Depuis 14 ans déjà, nous commémorons chaque année les pertes en vies humaines et en biens que le pays a connu lors du séisme du 12 janvier 2010. On n’a pas oublié, on s’en souviendra toujours. Les séquelles sont d’ailleurs trop grandes et l’abime est encore trop profond pour cela. Ces 45 secondes nous ont secoués, étripés et anéantis. Et depuis, nous n’avons jamais su nous relever correctement. Nous boîtons encore.
Probablement, vous sortiez de l’école, ou vous regardiez la télé chez vous par cet après-midi orageux, ou vous mangiez… qu’importe. Le fait est que vous vous rappelleraez toujours de ce que vous faisiez à ce moment-là, et puis le vide. Et l’après. Le 12 janvier 2010, vers 4h53 PM, Haïti a connu l’un de ses plus grands séismes ; un tremblement de terre de magnitude 7.2 ayant fait plus de 280 000 morts et plus de 300 000 blessés sans compter les disparus. Les chiffres ne sont plus des chiffres quand il s’agit de notre sœur, notre mère, notre petit frère, notre fiancé. Quand on se remémore comment la maison a coulé, comment la peur nous a assailli, comment les cris nous sont parvenus de notre décombre étant. Quand on a tout perdu, de notre album photo à notre famille entière. Quand le mot survivant ne tient plus son sens à nos yeux. Les chiffres disent tout, mais ne disent rien à la fois car l’expérience est dans notre mémoire, et notre histoire, elle est réelle.

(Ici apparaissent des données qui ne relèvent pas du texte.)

PR #899, opened 2026-06-25
send_ack Option in NATS Core Input

ahart97:
## Overview

This PR adds support for the additional NATS input boolean parameter `send_ack`.

In [NATS core](https://docs.nats.io/nats-concepts/core-nats/reqreply), message acknowledgements are not natively supported, they are more often associated with [NATS JetStream](https://docs.nats.io/nats-concepts/jetstream/streams). This parameter (`send_ack`) allows the user to turn off acknowledgements when using the NATS core input component within Bento.

This parameter is already supported by one of the alternatives to Bento, [RedPanda Connect ](https://docs.redpanda.com/connect/components/inputs/nats/#send_ack).

Despite acknowledgements not being native to NATS core, the default of the `send_ack` parameter was set to `True` to align with previous versions of Bento if left out of the configuration.

## Contribution Details

Have ran the following commands and everything completed with no errors:

-`make fmt`
-`make docs`
-`golangci-lint run ./internal/impl/nats/...`
-`go test -timeout 3m ./internal/impl/nats/...`
-`go test -run 'TestIntegration' -timeout 5m ./internal/impl/nats/...`

### DIFF
--- a/internal/impl/nats/input.go
+++ b/internal/impl/nats/input.go
@@ -69,7 +69,8 @@ output:
 		Field(service.NewBoolField("send_ack").
 			Description("Whether to send an acknowledgement back to the input subject's reply address after consuming a message.").
 			Default(true).
-			Advanced()).
+			Advanced().
+			Version("1.19.0")).
 		Fields(connectionTailFields()...).
 		Fields(inputTracingDocs()...)
 }
--- a/internal/impl/nats/input.go
+++ b/internal/impl/nats/input.go
@@ -66,6 +66,10 @@ output:
 			Advanced().
 			Default(nats.DefaultSubPendingMsgsLimit).
 			LintRule(`root = if this < 0 { ["prefetch count must be greater than or equal to zero"] }`)).
+		Field(service.NewBoolField("send_ack").
+			Description("Whether to send an acknowledgement back to the input subject's reply address after consuming a message.").
+			Default(true).
+			Advanced()).
 		Fields(connectionTailFields()...).
 		Fields(inputTracingDocs()...)
 }
@@ -97,6 +101,7 @@ type natsReader struct {
 	queue         string
 	prefetchCount int
 	nakDelay      time.Duration
+	sendAck       bool
 
 	log *service.Logger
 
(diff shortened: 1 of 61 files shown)


internal/impl/nats/input.go
```diff
@@ -66,6 +66,10 @@ output:
 			Advanced().
 			Default(nats.DefaultSubPendingMsgsLimit).
 			LintRule(`root = if this < 0 { ["prefetch count must be greater than or equal to zero"] }`)).
+		Field(service.NewBoolField("send_ack").
+			Description("Whether to send an acknowledgement back to the input subject's reply address after consuming a message.").
+			Default(true).
+			Advanced()).
```
jem-davies:
```suggestion
			Advanced().
			Version("1.19.0")).
```

internal/impl/nats/input.go
```diff
@@ -66,6 +66,10 @@ output:
 			Advanced().
 			Default(nats.DefaultSubPendingMsgsLimit).
 			LintRule(`root = if this < 0 { ["prefetch count must be greater than or equal to zero"] }`)).
+		Field(service.NewBoolField("send_ack").
+			Description("Whether to send an acknowledgement back to the input subject's reply address after consuming a message.").
```
jem-davies: Isn't this a bit inaccurate? - The acknowledgement will only be sent after it has been succesfully delivered not when it is consumed?

jem-davies (dismissed):

internal/impl/nats/input.go
ahart97: Thanks for the feedback on this!

Wrote the wording here from the server/listener side (i.e., Bento service receiving the incoming NATS message) instead of the client/publisher side (i.e., the users service triggering the input).

I see the wording "delivered" and "consumed" as two sides of the same coin, with "delivered" being the event from the client/publisher side and "consumed" being that same event from the server/listener side.

Very much open to changing this if the overall documentation is from the perspective of the client using Bento rather than Bento itself.

jem-davies: The difference which I am referring between 'delivered' & 'consumed' is that: 

 - consumed: bento reads a message from the source 
 - delivered: bento successfully sends a message to the sink

not a difference of the perspective between client & server. 

This sendAck func will only trigger if the message has been delivered by Bento - that is why it's inaccurate as-is.

PR #901, opened 2026-06-26
fix(nats): improve resilience of nats_kv components against JetStream…

### LINKED ISSUE #900: fix(nats): improve resilience of nats_kv components against JetStream stalls
The nats_kv components (cache_kv, output_kv) can stall or hang indefinitely when NATS JetStream is slow to respond or the underlying TCP connection is lost:

 1. cache_kv deadlock on JetStream stall – connect() holds connMut.Lock() while calling js.KeyValue(bucket) from the deprecated nats.JetStreamContext API, which has no context/timeout parameter. Any delay in JetStream causes all callers to block indefinitely.
 2. Stale connection not detected – When the TCP connection drops, cache_kv has no mechanism to proactively clear cached handles, so subsequent operations fail on a stale connection before reconnecting.
 3. output_kv leaks stale JetStream handle – On a Put failure, output_kv does not call disconnect(), leaving the stale handle in place and preventing a clean reconnect on the next retry.
 4. Slow dead-connection detection – The default PingInterval of 2 minutes means dead connections aren't detected for up to 4 minutes. MaxReconnects is also not set to unlimited, so components can give up reconnecting during extended outages.

henrikschristensen:
… stalls

- cache_kv: migrate from deprecated nats.JetStreamContext to the new jetstream package so all KV operations pass a context. Previously connect() held connMut.Lock() while calling js.KeyValue(bucket) which has no context parameter, causing all callers to block indefinitely when JetStream was slow to respond. Adds getKV() reconnect helper and disconnect() calls on operation errors, consistent with processor_kv and output_kv.

- cache_kv: add a DisconnectErrHandler that proactively clears the cached natsConn and kv handles when the underlying TCP connection is lost, so the next operation calls connect() with fresh handles rather than failing on a stale connection first.

- output_kv: call disconnect() when Put fails so the stale JetStream handle is released and Connect() is called on the next retry, matching the behaviour of cache_kv and processor_kv.

- connection: set PingInterval=30s (was 2m) so dead connections are detected within ~60s rather than up to 4 minutes, and MaxReconnects=-1 for unlimited reconnect attempts so components recover automatically from extended outages.

Fixes #900


internal/impl/nats/integration_kv_test.go
```diff
@@ -392,3 +392,98 @@ cache_resources:
...
+	require.Eventually(t, func() bool {
+		cache.connMut.RLock()
+		defer cache.connMut.RUnlock()
+		return cache.natsConn == nil
+	}, 10*time.Second, 50*time.Millisecond,
+		"DisconnectErrHandler should have cleared natsConn after server stop")
+
+	// Restart the container — Docker reuses the original port bindings when
+	// no HostConfig is specified.
+	require.NoError(t, pool.Client.StartContainer(resource.Container.ID, nil))
```
jem-davies: I noticed that when I was running this - the ephemeral port on my local machine changed - and the subsequent wait for NATS to accept connections again always failed.

jem-davies (changes requested):

jem-davies (dismissed):

jem-davies:
bit baffled why the CI is failing

henrikschristensen:
@jem-davies I pinned the docker port and merged with main for a green CI

PR #410, opened 2026-05-23
AssignSheet: placeholders re-assignable + show phone for disambiguation

lilseyi:
## Summary

Two small UX fixes on the AssignSheet after testing on prod:

1. **Placeholders can be assigned to multiple roles.** Previously the picker greyed them out after the first assignment and the backend's `isActive === false` guard rejected re-assignment via `assignFromCommunity`. Now they behave exactly like real volunteers — assignable to as many roles as the leader needs.
2. **Phone numbers display under every name.** Disambiguates name collisions (two "Test User"s, etc.).

### Frontend (`ea9a840`)
`AssignSheet` was force-routing every `isPlaceholder` row into the COMMUNITY section AND disabling the row. Two problems:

14 ans plus tard, les rues n’ont presque pas changé. Nos maisons ont peut-être été reconstruites, nous avons peut-être un nouvel emploi, mais nous nous souvenons encore de nos êtres chers disparus cet après-midi. Cette cassure reste là. L’avant. Et l’après. Pourtant, les constructions anarchiques ont bondé après le séisme, nous offrant une capitale en béton, bidonvillisée avec des avoisinantes tout aussi mal construites. Le pays ne peut toujours pas répondre aux catastrophes naturelles. Nos institutions ne répondent toujours pas aux normes parasismiques. L’irresponsabilité est telle, c’est à croire que le pays n’a jamais connu de séisme ou n’est plus un pays vulnérable à d’autres catastrophes naturelles.
Nous sommes un pays insulaire, et nous sommes enclins à connaître des séismes à cause du déplacement des plaques tectoniques entre lesquelles nous sommes enserrées. La menace sismique est donc présente, factuelle. L’ignorer ou en faire fi ne l’empêchera pas de nous rattraper. Tout devoir de mémoire est aussi une responsabilité. Une responsabilité de faire mieux, de prévenir, d’éviter le pire. Le séisme du 14 août 2021 dans le grand sud nous l’a montré. Il est temps d’accompagner ce devoir de mémoire d’actions concrètes et durables, pouvant permettre au pays et aux citoyens de se préparer aux éventuelles catastrophes. Il est temps d’enseigner à nos enfants, nos familles comment se comporter dans ces situations, il est temps de repenser nos constructions. Il ne suffit pas de se souvenir de nos défunts, il faut protéger nos vivants. L’histoire ne se répète pas, elle rime.